*TASK INSTRUCTIONS*. Repeat the material in full. Keep every line exactly as it is.

SUPPLIED ENTRIES START

PR #3161, opened 2023-12-07
Introduce result collector for HNSW

heemin32:
Introduce result collector for HNSW

The result collector is to be used by caller to implement their own logic to collect result. One of example is deduplicating result based on group id. https://github.com/facebookresearch/faiss/issues/3087

### DIFF
--- a/faiss/CMakeLists.txt
+++ b/faiss/CMakeLists.txt
@@ -162,6 +162,8 @@ set(FAISS_HEADERS
   impl/ProductQuantizer.h
   impl/Quantizer.h
   impl/ResidualQuantizer.h
+  impl/ResultCollector.h
+  impl/ResultCollectorFactory.h
   impl/ResultHandler.h
   impl/ScalarQuantizer.h
   impl/ThreadedIndex-inl.h
--- a/faiss/Index.h
+++ b/faiss/Index.h
@@ -38,11 +38,12 @@
 
 namespace faiss {
 
-/// Forward declarations see impl/AuxIndexStructures.h, impl/IDSelector.h and
-/// impl/DistanceComputer.h
+/// Forward declarations see impl/AuxIndexStructures.h, impl/IDSelector.h,
+/// impl/DistanceComputer.h, and impl/ResultCollectorFactory.h
 struct IDSelector;
 struct RangeSearchResult;
 struct DistanceComputer;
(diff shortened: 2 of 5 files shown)


mdouze:
Thanks for the PR. 

It would indeed be useful to have a `ResultCollector` object to support knn / range search transparently, and possibly deduplication. 
The result collector would be a class of the form: 

```c++
struct ResultCollector {
    float threshold; // result will be added if distance < threshold 
    virtual bool add_result(idx_t id, float dis) = 0; // returns whether the result was added and the threshold was updated.
};
```

It can be provided to the Index's search function for a given query (like `HNSW::search_from_candidates`). 

The advantage of having an abstract class for `ResultCollector` rather than a template is that it can be provided from an external caller. Besides, since the comparison with the `threshold` (with `C::cmp`) is performed prior to calling the virtual function, there is no possibly slow virtual function call for all computed distances, only for the ones that pass the comparison. 

There are already ResultCollector objects in [IndexIVFPQ](https://github.com/facebookresearch/faiss/blob/main/faiss/IndexIVFPQ.cpp#L754) and [IndexIVFPQFastScan](https://github.com/facebookresearch/faiss/blob/main/faiss/impl/simd_result_handlers.h). 

The ResultCollector in this PR is of too limited scope to be useful, since it does not enable the range search support and calling externally.

heemin32:
Thanks for the comment. I get the point that it does not support for range search. However, what do you mean by saying "calling externally"?

mdouze:
I don't think the resultcollector could replace search and range_search functions because these take batches of queries while the resultcollector is for lower level calls and not thread-safe. 
It would remain an internal function of the indexes.

heemin32:
1. If ResultCollector is not passed through top level method like search and range_search, it cannot be overridden by another collector. 
2. Because it is not thread-safe, we need factory or something else to create ResultCollector per thread anyway

Another option is passing ResultCollector factory through HNSWSearchParameter as this PR and make its interface more generic so that both knn search and range search can be supported transparently.

mdouze:
Please hold on implementing anything. We are currently discussing how to refactor the code with more `ResultHandler`s.

heemin32:
Good to know that discussion is going on regarding ResultHandler. Hope that new plan also include the deduplication use case.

SUPPLIED ENTRIES END

*ANSWER SPACE*.
PR #3161, opened 2023-12-07
Introduce result collector for HNSW

heemin32:
Introduce result collector for HNSW

The result collector is to be used by caller to implement their own logic to collect result. One of example is deduplicating result based on group id. https://github.com/facebookresearch/faiss/issues/3087

### DIFF
--- a/faiss/CMakeLists.txt
+++ b/faiss/CMakeLists.txt
@@ -162,6 +162,8 @@ set(FAISS_HEADERS
   impl/ProductQuantizer.h
   impl/Quantizer.h
   impl/ResidualQuantizer.h
+  impl/ResultCollector.h
+  impl/ResultCollectorFactory.h
   impl/ResultHandler.h
   impl/ScalarQuantizer.h
   impl/ThreadedIndex-inl.h
--- a/faiss/Index.h
+++ b/faiss/Index.h
@@ -38,11 +38,12 @@
 
 namespace faiss {
 
-/// Forward declarations see impl/AuxIndexStructures.h, impl/IDSelector.h and
-/// impl/DistanceComputer.h
+/// Forward declarations see impl/AuxIndexStructures.h, impl/IDSelector.h,
+/// impl/DistanceComputer.h, and impl/ResultCollectorFactory.h
 struct IDSelector;
 struct RangeSearchResult;
 struct DistanceComputer;
(diff shortened: 2 of 5 files shown)


mdouze:
Thanks for the PR. 

It would indeed be useful to have a `ResultCollector` object to support knn / range search transparently, and possibly deduplication. 
The result collector would be a class of the form: 

```c++
struct ResultCollector {
    float threshold; // result will be added if distance < threshold 
    virtual bool add_result(idx_t id, float dis) = 0; // returns whether the result was added and the threshold was updated.
};
```

It can be provided to the Index's search function for a given query (like `HNSW::search_from_candidates`). 

The advantage of having an abstract class for `ResultCollector` rather than a template is that it can be provided from an external caller. Besides, since the comparison with the `threshold` (with `C::cmp`) is performed prior to calling the virtual function, there is no possibly slow virtual function call for all computed distances, only for the ones that pass the comparison. 

There are already ResultCollector objects in [IndexIVFPQ](https://github.com/facebookresearch/faiss/blob/main/faiss/IndexIVFPQ.cpp#L754) and [IndexIVFPQFastScan](https://github.com/facebookresearch/faiss/blob/main/faiss/impl/simd_result_handlers.h). 

The ResultCollector in this PR is of too limited scope to be useful, since it does not enable the range search support and calling externally.

heemin32:
Thanks for the comment. I get the point that it does not support for range search. However, what do you mean by saying "calling externally"?

mdouze:
I don't think the resultcollector could replace search and range_search functions because these take batches of queries while the resultcollector is for lower level calls and not thread-safe. 
It would remain an internal function of the indexes.

heemin32:
1. If ResultCollector is not passed through top level method like search and range_search, it cannot be overridden by another collector. 
2. Because it is not thread-safe, we need factory or something else to create ResultCollector per thread anyway

Another option is passing ResultCollector factory through HNSWSearchParameter as this PR and make its interface more generic so that both knn search and range search can be supported transparently.

mdouze:
Please hold on implementing anything. We are currently discussing how to refactor the code with more `ResultHandler`s.

heemin32:
Good to know that discussion is going on regarding ResultHandler. Hope that new plan also include the deduplication use case.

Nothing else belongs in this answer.